Multigrid Convergence Acceleration for Complex Flow Including Turbulence

Abstract

The paper reports a study on the performance of variants of the Full Approximation Multigrid Scheme in the computation of complex recirculating flows, both laminar and turbulent. The MG variants are implemented into a three-dimensional, non-orthogonal, collocated finite-volume procedure in which the Cartesian velocity components and the pressure are determined via a pressure-correction algorithm. Convection is approximated by three methods: a first-order hybrid scheme combining the central and upwind approximations, the quadratic upstream-weighted QUICK scheme and the TVD-type MUSCL scheme.
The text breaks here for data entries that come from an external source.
PR #1770, opened 2022-11-30
Enable `-Wold-style-cast`

ChrisThrasher:
### Description

Add `-Wold-style-cast` and fix all new warnings. Expands on #1628.

In many places I'm just using C++ casts and those are fine. However, the big issue is that all the ROS `_THROTTLE` logging macros (through a few more macros nested within) eventually call `RCUTILS_LOG_CONDITION_THROTTLE_BEFORE` which being from a C library understandably uses a C-style cast. See `rcutils/logging_macros.h:176` copied below for convenience.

Three turbulence models are considered: a low-Re and a high-Re variant of the two-equation k-ε eddy-viscosity model, and a Reynolds-stress-transport closure, all implemented within a non-orthogonal grid environment. Multigrid performance is investigated for four cases: a laminar flow in a 2D plane constriction, a laminar flow in a 3D skewed lid-driven cavity, a turbulent flow in a constricted pipe, computed with two eddy-viscosity models, and a turbulent flow behind a 2D backward-facing step, computed with a Reynolds-stress-transport model within a strongly distorted non-orthogonal mesh. Convergence acceleration is shown to be significant in turbulent conditions but not of the same order as that for laminar flows.